Oleg Kasumovic,s produced and collaged self-portraits are a poetic and at the same time relentless unification and compression – a sort catharsis – from personal life story, artistic biography and personal outing.
The youth in Tito’s Yugoslavia, the longings and/or influences of Hollywood films, the work as stage designers – the photography as mirrors to the self-perception and self reflection in the beauty and transience, as well as sexual orientation and desire are punctuated.
In the video work Roulette Andrea Loux draws an archetypical picture of familiar and social constellations of a society bound by rigid norms. In an increasingly restricting panning of the camera, underlain with partly threatening sound, normality and convention separates into the unknown. Loux decodes interpersonal ambivalences, the suppressed in controlled environments, affections and subliminal aggressions, and the loneliness of the family ritual.

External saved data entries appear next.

Issue #18573, opened 2025-09-25
NPE during result-level cache key construction


jtuglu1:
Please provide a detailed title (e.g. "Broker crashes when using TopN query with Bound filter" instead of just "Broker crashes").

### Affected Version

Druid Versions which allow null-handling support.

### Description

Example:
```json
{
  "dimensions": [
    {
      "type": "listFiltered",
      "delegate": "based_on",
      "values": [
        null,
        "A",
        "B"
      ]
    }
  ],
  "aggregations": [
    {
      "type": "doubleSum",
      "fieldName": "value",
      "name": "value"
    }
  ],
  "intervals": ["2025-01-01T00:00:00.000Z/2025-07-10T23:59:59.999Z"],
  "queryType": "groupBy",
  "granularity": "all",
  "dataSource": "datasource_A"
}
```

will fail with:
```
Error: RUNTIME_FAILURE (OPERATOR)

Cannot invoke "String.getBytes(String)" because "string" is null

java.lang.NullPointerException
```

PR #18575, opened 2025-09-25
Fix NPE in getCacheKey for ListFilteredDimensionSpec

jtuglu1:
Fixes https://github.com/apache/druid/issues/18573 and adds a test that reproduces the behavior.

### Description

Example:
```json
{
  "dimensions": [
    {
      "type": "listFiltered",
      "delegate": "based_on",
      "values": [
        null,
        "A",
        "B"
      ]
    }
  ],
  "aggregations": [
    {
      "type": "doubleSum",
      "fieldName": "value",
      "name": "value"
    }
  ],
  "intervals": ["2025-01-01T00:00:00.000Z/2025-07-10T23:59:59.999Z"],
  "queryType": "groupBy",
  "granularity": "all",
  "dataSource": "datasource_A"
}
```

will fail with:
```
Error: RUNTIME_FAILURE (OPERATOR)

Cannot invoke "String.getBytes(String)" because "string" is null

java.lang.NullPointerException
```

The line in question is [this](https://github.com/apache/druid/blob/master/processing/src/main/java/org/apache/druid/query/dimension/ListFilteredDimensionSpec.java#L166).

#### Release note

Fix NPE in getCacheKey for ListFilteredDimensionSpec

<hr>

 * `MyFoo`
 * `OurBar`
 * `TheirBaz`

<hr>

This PR has:

- [x] been self-reviewed.

### DIFF
--- a/processing/src/main/java/org/apache/druid/query/dimension/ListFilteredDimensionSpec.java
+++ b/processing/src/main/java/org/apache/druid/query/dimension/ListFilteredDimensionSpec.java
@@ -22,14 +22,12 @@ package org.apache.druid.query.dimension;
 import com.fasterxml.jackson.annotation.JsonProperty;
 import com.google.common.base.Preconditions;
 import com.google.common.base.Predicates;
-import org.apache.druid.java.util.common.StringUtils;
-import org.apache.druid.query.filter.DimFilterUtils;
+import org.apache.druid.query.cache.CacheKeyBuilder;
 import org.apache.druid.segment.DimensionSelector;
 import org.apache.druid.segment.IdLookup;
 import org.apache.druid.segment.IdMapping;
 
 import javax.annotation.Nullable;
-import java.nio.ByteBuffer;
 import java.util.Objects;
 import java.util.Set;
 
@@ -52,10 +50,10 @@ public class ListFilteredDimensionSpec extends BaseFilteredDimensionSpec
   {
     super(delegate);
 
-    Preconditions.checkArgument(values != null && values.size() > 0, "values list must be non-empty");
+    Preconditions.checkArgument(values != null && !values.isEmpty(), "values list must be non-empty");
     this.values = values;
 
-    this.isWhitelist = isWhitelist == null ? true : isWhitelist.booleanValue();
+    this.isWhitelist = isWhitelist == null || isWhitelist;
   }
 
   @JsonProperty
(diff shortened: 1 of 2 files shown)


processing/src/main/java/org/apache/druid/query/dimension/ListFilteredDimensionSpec.java
```diff
@@ -157,27 +155,11 @@ public static DimensionSelector filterDenyList(Set<String> values, DimensionSele
...
-                                          .put(DimFilterUtils.STRING_SEPARATOR);
-    for (byte[] bytes : valuesBytes) {
-      filterCacheKey.put(bytes)
-                    .put(DimFilterUtils.STRING_SEPARATOR);
-    }
-    return filterCacheKey.array();
+    CacheKeyBuilder builder = new CacheKeyBuilder(CACHE_TYPE_ID)
+        .appendBoolean(isWhitelist)
+        .appendCacheable(delegate)
+        .appendStringsIgnoringOrder(values);
```
jtuglu1, line 161: The order here shouldn't matter I believe since it's filtering in/out based on the items in the `values` set.

samarthjain: Thinking out loud here - consider a case where a distributed cache is being used for storing results cache that isn't restarted when a Druid cluster will be deployed with this change. Can it result in a cache miss now because the older key had values added in order and possibly had a different hash value vs key with this change?

jtuglu1: > Can it result in a cache miss now because the older key had values added in order and possibly had a different hash value vs key with this change?

Yes, this could happen and was considered. I think false negatives acceptable as long as false positives are not (at least extremely unlikely).

Generally this shouldn't be too big of an issue because:
- ≥ 1 old broker still serving from the old entry
- 1 new broker and ≥ 1 brokers reading from the new entry
- Eventually old entry gets TTL'd

jtuglu1: We should be moving away from manual key generation for all cacheable objects anyways (and switch to using builder) so this change will happen anyways.

samarthjain: Looks like the ListFilteredVirtualColumn [computes](https://github.com/apache/druid/blob/1b220b250426e6d1a6c8835040c8fcc0ec12ff8e/processing/src/main/java/org/apache/druid/segment/virtual/ListFilteredVirtualColumn.java#L132) key the same way.

+1 to the change.

samarthjain (approved):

A central topic in Lucia Nimcová,s work are the substantial changes Central and Eastern European societies were subjected to, in the last years accompanied with the disappearance of traditions, with generational conflicts and the loss of quality of life. The photo series Instant Women shines on the everyday life of the women from the middle and lower class. In Nimcova’s more narrative, simpler, nevertheless more precise visual language the discrepancy between desires, dreams and plans of the portrayed and the reality of their surrounding become more obvious.
Laura Ribero’s produced photo series electro domestica takes place in the recording studio of a popular Colombian drama series. It portrays the subject of the desires and cliché-loaded dreams of South American poverty in the pre-produced and designed fairy tale of wealth and luck; she even slips into the role of the house girl and the associated longing of the possible social class change. By the visualization of the settings she unravels the Cinderella topic and deconstructs the illusion.
In Daniel Stier ‘s photo series In my Country migrants in their original garb meet one another in the urban ambience of globalized London. Using traditional clothing as cultural resistance against the loss of their own identity, against the disappearance of the comprehensible, understandable social structures and cultural inheritance. The people, who Steir portrays in their usual surrounding, become part of this modern London – are shaped and embedded with their own history.